人気テレビシリーズ初の劇場版となる映画『けいおん!』の山田尚子監督がインタビューに応え、映画化のきっかけや本作への思いを明かした。時折漏れる本音からは、今回の映画でシリーズにひと区切りつくことの寂しさがのぞいた。
テレビシリーズ第2期最終回で、まさかの映画化が発表され、その後も続報が出るたびに大きな話題になっていた「けいおん!」。山田監督は、発表方法について「シリーズだったら、毎週次回予告があるじゃないですか。だから、最終回でそれがないのは寂しいと思って」と意図を明かした。山田監督自身は最終回の一月ほど前に映画化について知らされており、声優たちに映画化を伝えたのは最終回のアフレコが終了した直後。「もう、ぎゃあって感じでした。こう、タオルを振り回している人とかもいて、面白かったですね」と山田監督は振り返った。

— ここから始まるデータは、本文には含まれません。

PR #40, opened 2024-02-13
Added a command to set the ramp to the top at the beginning of the match

neo-Aditya:
Tested and works


src/main/java/frc/robot/subsystems/Ramp.java
```diff
@@ -74,6 +74,14 @@ public double getRampPos() {
         return encoder.getPosition();
     }
 
+    public boolean getForwardSwitch() {
```
noahheller: Method name is unclear (what does true/false mean, ie pressed or not). I would recommend adding Javadocs and/or renaming method

src/main/java/frc/robot/commands/ResetRamp.java
```diff
@@ -0,0 +1,44 @@
...
+  // Called when the command is initially scheduled.
+  @Override
+  public void initialize() {
+    startTime = Timer.getFPGATimestamp();
+  }
+
+  // Called every time the scheduler runs while the command is scheduled.
+  @Override
+  public void execute() {
+    ramp.changeRampPos(99);
```
bengold22: This seems like a strange way to do this. First, how do you know which way is "forward"? Should this 99 be a constant? Why 99? Why not 9999?

src/main/java/frc/robot/commands/ResetRamp.java
bengold22, line 1: Leave a TODO in this code about how it actually needs to be tested, so we'll know what to do when we get the actual robot.

src/main/java/frc/robot/Robot.java
```diff
@@ -62,6 +63,7 @@ public void autonomousInit() {
     @Override
     public void autonomousPeriodic() {
         loopTime = Timer.getFPGATimestamp();
+        new ResetRamp(robotContainer.getRamp());
```
bengold22: Putting this in autonomousPeriodic does not seem correct. You would be rescheduling this over and over, 50 times a second.

src/main/java/frc/robot/commands/ResetRamp.java
neo-Aditya: Just added it.

src/main/java/frc/robot/Robot.java
neo-Aditya: Moved it to AutonomousInit

src/main/java/frc/robot/commands/ResetRamp.java
neo-Aditya: we're using motor speed now, still assuming a lot

bengold22 (approved):

src/main/java/frc/robot/commands/ResetRamp.java
```diff
@@ -22,23 +29,28 @@ public ResetRamp(Ramp ramp) {
   @Override
   public void initialize() {
     startTime = Timer.getFPGATimestamp();
+    ramp.setMotor(0.3); //assuming positive is forward with a random speed
```
noahheller: make this a constants

neo-Aditya: Although I don't see a use for this when we don't have it refined yet, I added it

PR #41, opened 2024-02-13
MoveDistance in meters

neo-Aditya:
Doesn't move


src/main/java/frc/robot/commands/MoveDistance.java
```diff
@@ -0,0 +1,70 @@
...
+  // Called once the command ends or is interrupted.
+  @Override
+  public void end(boolean interrupted) {
+    drivetrain.stopMotor();
+  }
+
+  // Returns true when the command should end.
+  @Override
+  public boolean isFinished() {
+    if (Math.abs(startPoseX - drivetrain.getPose().getX()) > Math.abs(changeX) && Math.abs(startPoseY - drivetrain.getPose().getY()) > Math.abs(changeY)) {
```
noahheller: you might want to add a threshold to the distance between current and desired position

src/main/java/frc/robot/commands/drive/MoveDistance.java
bengold22, line 1: When is this command expected to be used?

neo-Aditya: I believe we may use it in auto, but I don't see where else

src/main/java/frc/robot/commands/drive/MoveDistance.java
```diff
@@ -0,0 +1,74 @@
...
+    drivetrain.stopMotor();
+  }
+
+  // Returns true when the command should end.
+  @Override
+  public boolean isFinished() {
+    if (Math.abs(startPoseX - drivetrain.getPose().getX()) > Math.abs(changeX) && Math.abs(startPoseY - drivetrain.getPose().getY()) > Math.abs(changeY)) {
+      return true;
+    }
+    return (((Timer.getFPGATimestamp() - startTime) >= 2) || underneathThreshold);
```
noahheller: This threshold does not do anything because it only gets update once in the constructor of the Command.

neo-Aditya: Sorry about not making it clear, the Threshhold is to make sure that the values given to the command is reasonable.

neo-Aditya: Whoops

PR #53, opened 2022-02-15
Fix coverage collection

sergio-correia:


kkaarreell:
@sergio-correia This is great, can we merge it? Btw, I have asked on a python forum for an advice but so far no response.
http://lists.idyll.org/pipermail/testing-in-python/2022-February/007386.html

sergio-correia:
> @sergio-correia This is great, can we merge it? Btw, I have asked on a python forum for an advice but so far no response. http://lists.idyll.org/pipermail/testing-in-python/2022-February/007386.html

Sure, we can merge it. And thanks for the link, I will watch that forum thread as well.

kkaarreell (approved):

PR #54, opened 2022-02-15
setup/install_upstream_keylime: Install python shim

ansasaki:
Add a step to install the python shim used to run python revocation actions.

This allows the rust agent to run and pass the `functional/basic-attestation-on-localhost`.


kkaarreell:
Would other tests pass too? Would it make sense already to create rust specific test plan.

ansasaki:
> Would other tests pass too? Would it make sense already to create rust specific test plan.

I'll try to run all tests and see. If I can make them to pass I'll add the change to the plan to uncomment the rust agent tests.

kkaarreell:
Hi @ansasaki , do you know what's the problem in `cargo build`?

ansasaki:
I think it is the change in provides for the `tpm2-tss-devel` package

The passing jobs used:
Fedora 34: https://koji.fedoraproject.org/koji/rpminfo?rpmID=26147126
Fedora 35: https://koji.fedoraproject.org/koji/rpminfo?rpmID=27152738

They have:
```
pkgconfig(tss2-sys) = 3.1.0
```
One of the failing tests used:
Fedora 36: https://koji.fedoraproject.org/koji/rpminfo?rpmID=29483497

Which have:
```
pkgconfig(tss2-sys)
```

functional/basic-attestation-on-localhost/test.sh
```diff
@@ -118,7 +118,19 @@ rlJournalStart
         rlRun "limeWaitForVerifier"
         rlRun "limeStartRegistrar"
         rlRun "limeWaitForRegistrar"
-        rlRun "limeStartAgent"
+        # set service environment variables
+        if [ -f /usr/lib/systemd/system/keylime_agent.service -o -f /etc/systemd/system/keylime_agent.service ]; then
```
kkaarreell, line 122: I am thinking whether it won't be better to move this kind of setup to test-helpers library itself, somewhere here
https://github.com/RedHat-SP-Security/keylime-tests/blob/3de7e180836511a2a1f0ecd4cd95032611225726/Library/test-helpers/lib.sh#L1299

ansasaki: Yes, it would be better if this initialization was centralized and we could start the agent with a simple `limeStartAgent` like other services.

kkaarreell:
Hi @ansasaki , I have merged all the abrmd related changes. I think that all test updates from this PR can be removed and we can preserve just updates for `/setup/install_upstream_rust_keylime/test.sh` and `/plans/rust-keylime-tests.fmf`.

そのころはまだ映画の内容も決まっておらず、山田監督も、主人公たちがロンドンへ卒業旅行に行くことになるとは夢にも思わなかったという。テレビシリーズでは軽音楽部に所属する主人公たちの日常を描いていただけに、映画では海外が舞台になると聞いて驚いたファンも多いに違いない。そのアイデアについて、山田監督は「(メインキャラクターの一人である)澪が行きたがっていたから……という言い方でもいいですか?」と前置きした後で、「製作側の話をすると、映画なのである程度のスケールが必要になってくるというプロデューサーの話が来たんですよ。とはいえ、『けいおん!』は『けいおん!』なので、映画になったところで、びっくりする展開には持っていけないですよね。なので、唯たちにとってのスペシャルなものということで、ロンドンへの卒業旅行に」と製作の裏側をちらり。DVD&ブルーレイに収録されているテレビ未放送話のエピソードでは主人公たちがパスポートを取得するまでが描かれており、映画への伏線となっているように思われていたが、「あの話は実は、本編の流れのままに作ったんですよ。そのときは、唯たちが本当に海外に行くなんて思っていませんでした」と山田監督にとっても海外が舞台になることは意外だったようだ。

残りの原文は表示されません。